DATA EXTRACT

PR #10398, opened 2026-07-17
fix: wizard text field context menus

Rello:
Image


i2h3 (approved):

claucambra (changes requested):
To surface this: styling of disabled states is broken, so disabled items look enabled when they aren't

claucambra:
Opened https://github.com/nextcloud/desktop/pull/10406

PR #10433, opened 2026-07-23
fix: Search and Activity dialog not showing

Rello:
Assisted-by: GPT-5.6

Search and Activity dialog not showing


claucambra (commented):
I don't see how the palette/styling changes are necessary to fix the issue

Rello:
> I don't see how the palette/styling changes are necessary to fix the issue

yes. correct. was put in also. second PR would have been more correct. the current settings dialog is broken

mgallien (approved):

ASSIGNED TASK
Looking at the material above, count the lines that hold "styling" and give the total alone.

SOLUTION TO THIS EXERCISE
3